If at least one of these conditions is not observed, the courts, as a rule, recognize the application by the employer of Art. 74 of the Labor Code of the Russian Federation. This is confirmed by the rulings of the St. Petersburg City Court dated September 7, 2009 No. 11899, the Leningrad Regional Court dated November 23, 2011 No. 33-5730/11, the Magadan Regional Court dated April 2, 2014 in cases No. 2-14/2014, 33-261/2014 . The basis for such decisions is paragraph 21 of the Resolution of the Plenum of the Supreme Court of the Russian Federation of March 17, 2004 No. 2 (hereinafter - Resolution No. 2). It explains the principles that make it possible to recognize a change in the terms of an employment contract as unlawful. Examples of organizational and technological changes are contained in Art. 74 of the Labor Code of the Russian Federation and clause 21 of Decree No. 2. These include changes in equipment and production technology, structural reorganization of production, improvement of jobs based on their certification (it was replaced by a special assessment).

The courts refer to changes in organizational or technological working conditions:

  • structural reorganization, including the merger of companies, the change of the location of the division, the workplace, the organization of new divisions with the redistribution of the subordination of employees and official duties(determinations of the Supreme Court of the Republic of Mordovia dated March 26, 2015 in case No. 33-597 / 2015, the Chelyabinsk Regional Court dated March 5, 2015 in case No. 11-2103 / 2015, the Moscow City Court dated March 25, 2015 No. 4g / 8-571);
  • changing working time regimes in order to improve production processes (appellate rulings of the Kaliningrad Regional Court of October 23, 2013 in case No. 33-4694/2013, of the St. Petersburg City Court of December 4, 2014 No. 33-18721/2014);
  • changes in operating rules and the introduction of new production equipment (determination of the Moscow Regional Court dated September 21, 2010 in case No. 33-18182) and others. So, it will be possible to prove the legitimacy of adjusting the terms of an employment contract only if the company has undergone organizational and technological changes in working conditions.

In the event of a dispute, the relationship of these events will be proven by a written feasibility study, office notes, orders and other documentation. Their absence will significantly complicate the process and may lead to satisfaction of the employee's requirements for reinstatement or for the recognition of the introduced changes as illegal.

When can I change the terms of the employment contract*

  1. Presence of organizational and (or) technological changes in working conditions
  2. The relationship between these changes and adjustments to the employment contract
  3. Inability to maintain the previous terms of the employment contract in connection with these changes

*requires a combination of all features

The results of a special assessment do not always become the reason for changing the terms of the contract

For harmful and dangerous working conditions at the workplace, employees are entitled to benefits (surcharge, additional leave or reduced hours).
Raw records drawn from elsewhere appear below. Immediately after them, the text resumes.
PR #2528, opened 2021-03-30
Github Actions: Attempt To Fix 'wireshark_w19-release' Caching

simpsont-oci:


.github/workflows/build_and_test.yml
```diff
@@ -5061,12 +5061,7 @@ jobs:
       id: cache-artifact
       uses: actions/cache@v2.1.4
       with:
-        path: |
-          winflexbison/bin/Debug
-          wsbuild
-          wireshark-win64-libs*
-          vcpkg-qt/installed
-          ${{ github.job }}.tar.xz
+        path: ${{ github.job }}.tar.xz
```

Previously, employers had to provide all three guarantees, but now the amount of benefits depends on the degree of "harmfulness" of the workplace. In this regard, it is not clear whether the employer has the right to use the results of the special assessment to cancel compensation unilaterally. After all, voluntarily signing an agreement on reducing the amount of guarantees with employees will not always work.

So, changes to employment contracts in accordance with Art. 74 of the Labor Code of the Russian Federation on the basis of the results of a special assessment will not always be justified. Let us assume that working conditions remained harmful, but the subclass of working conditions decreased solely as a result of the application of new methodology special assessments without any changes in the workplace. For example, due to the exclusion from harmful factors lack of natural light. In such a situation, use Art. 74 of the Labor Code of the Russian Federation and it is risky to cancel benefits.
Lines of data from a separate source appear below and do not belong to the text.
PR #2531, opened 2021-03-31
Directed SPDP messages are sent via multicast

jrw972:
Problem
-------

In some environments, unicast is scheduled before multicast.  For
completing authentication, this causes a delay since the SPDP message
that is necessary to start authentication on a remote may be delivered
after the authentication messages (even though the code clearly sends
them in the correct order).

Solution
--------

Send directed SPDP messages via unicast.

### DIFF
--- a/dds/DCPS/RTPS/Spdp.cpp
+++ b/dds/DCPS/RTPS/Spdp.cpp
@@ -663,6 +663,9 @@ Spdp::handle_participant_data(DCPS::MessageId id,
     iter = p.first;
     iter->second.discovered_at_ = now;
     update_lease_expiration_i(iter, now);
+    if (!from_relay && from != ACE_INET_Addr()) {
+      iter->second.local_address_ = from;
+    }
 
 #ifndef DDS_HAS_MINIMUM_BIT
     if (!from_sedp) {
@@ -680,8 +683,8 @@ Spdp::handle_participant_data(DCPS::MessageId id,
     // Since we've just seen a new participant, let's send out our
     // own announcement, so they don't have to wait.
     if (from != ACE_INET_Addr()) {
-      if (from_relay) {
-        tport_->write_i(guid, SpdpTransport::SEND_TO_RELAY);
+      if (!from_relay && from_relay) {
+        tport_->write_i(guid, iter->second.local_address_, SpdpTransport::SEND_RELAY);
       } else {
         tport_->shorten_local_sender_delay_i();
       }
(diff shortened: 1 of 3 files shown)


dds/DCPS/RTPS/Spdp.cpp
```diff
@@ -2161,8 +2170,9 @@ bool Spdp::announce_domain_participant_qos()
 }
 
 #if !defined _MSC_VER || _MSC_VER > 1700
-const Spdp::SpdpTransport::WriteFlags Spdp::SpdpTransport::SEND_TO_LOCAL;
-const Spdp::SpdpTransport::WriteFlags Spdp::SpdpTransport::SEND_TO_RELAY;
+const Spdp::SpdpTransport::WriteFlags Spdp::SpdpTransport::SEND_MULTICAST;
+const Spdp::SpdpTransport::WriteFlags Spdp::SpdpTransport::SEND_RELAY;
+ const Spdp::SpdpTransport::WriteFlags Spdp::SpdpTransport::SEND_DIRECT;
```
mitza-oci, line 2175:
```suggestion
const Spdp::SpdpTransport::WriteFlags Spdp::SpdpTransport::SEND_DIRECT;
```

dds/DCPS/RTPS/Spdp.cpp
```diff
@@ -2664,24 +2674,29 @@ Spdp::SpdpTransport::write_i(const DCPS::RepoId& guid, WriteFlags flags)
...
 
-  if ((flags & SEND_TO_LOCAL) && !outer->config_->rtps_relay_only()) {
+  if ((flags & SEND_MULTICAST) && !outer->config_->rtps_relay_only()) {
     typedef OPENDDS_SET(ACE_INET_Addr)::const_iterator iter_t;
     for (iter_t iter = send_addrs_.begin(); iter != send_addrs_.end(); ++iter) {
       send(*iter);
     }
   }
 
+  if (((flags & SEND_DIRECT) || !outer->config_->rtps_relay_only()) &&
```
mitza-oci, line 2693: Why is this an `||`?  If the command is to send it "directly" and the configuration is "relay only," should that prevent this `send()`?

mitza-oci (changes requested):

mitza-oci (approved):

dds/DCPS/RTPS/Spdp.cpp
```diff
@@ -680,8 +683,8 @@ Spdp::handle_participant_data(DCPS::MessageId id,
     // Since we've just seen a new participant, let's send out our
     // own announcement, so they don't have to wait.
     if (from != ACE_INET_Addr()) {
-      if (from_relay) {
-        tport_->write_i(guid, SpdpTransport::SEND_TO_RELAY);
+      if (!from_relay && from_relay) {
```
iguessthislldo, line 686: Wouldn't this always be false?

iguessthislldo (changes requested):

dds/DCPS/RTPS/Spdp.cpp
jrw972: Good catch.  That probably saved me hours of debugging.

On the one hand, a revision of compensation for harmful effects is possible based on the results of a special assessment, subject to a decrease in the final class (subclass) of working conditions (paragraph 12 of the Information dated October 28, 2014 “Typical questions and answers on special evaluation working conditions” (as amended on October 29, 2014)). There is no mention of the mandatory presence of real improvements. However, this opinion of the Ministry of Labor should be considered taking into account the provisions of the Labor Code of the Russian Federation and regulations relating to special assessment. From the standpoint of Art. 74 of the Labor Code of the Russian Federation in the described situation, one can hardly talk about any changes in working conditions. Part 3 Art. 15 of the Federal Law of December 28, 2013 No. 421-FZ also focuses on the fact that compensations for harmfulness, which were actually provided to employees as of January 1, 2014, cannot be canceled or reduced if the working conditions at the workplace that were grounds for the imposition of compensatory measures.
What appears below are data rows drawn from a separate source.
PR #2534, opened 2021-04-01
RTPS sends too many little messages

jrw972:
Problem
-------

For reliability, RTPS sends small messages like heartbeats, acknacks,
and gaps.  When the RtpsUdpDataLink was using consolidate timers,
these messages were bundled together which had the advantage of
reducing the overhead associated with sending a bunch of small
messages.

Solution
--------

Add a send queue to the RtpsUdpDataLink that is sent whenever it is
full (enough) or after a configurable delay.

### DIFF
--- a/dds/DCPS/transport/rtps_udp/RtpsUdpDataLink.cpp
+++ b/dds/DCPS/transport/rtps_udp/RtpsUdpDataLink.cpp
@@ -81,6 +81,7 @@ RtpsUdpDataLink::RtpsUdpDataLink(RtpsUdpTransport& transport,
   , reactor_task_(reactor_task)
   , job_queue_(make_rch<JobQueue>(reactor_task->get_reactor()))
   , multi_buff_(this, config.nak_depth_)
+  , flush_send_queue_task_(reactor_task->interceptor(), *this, &RtpsUdpDataLink::flush_send_queue)
   , best_effort_heartbeat_count_(0)
   , heartbeat_(reactor_task->interceptor(), *this, &RtpsUdpDataLink::send_heartbeats)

Therefore, the safest option is with a real improvement in conditions at the workplace, confirmed by a decrease in the hazard subclass based on the results of a special assessment. After replacing or upgrading equipment, redistributing the load, etc. the employer has every reason to apply Art. 74 of the Labor Code of the Russian Federation. In practice, such changes do occur, given that several years pass from the moment of certification of workplaces to the completion of a special assessment, during which production processes a lot is changing.

The decrease in financial indicators is not an independent basis for changing the contract

In conditions of economic instability, the question of the legitimacy of changing employment contracts due to a decrease in financial and production indicators companies. As a rule, we are talking about a unilateral reduction in the salary of an employee.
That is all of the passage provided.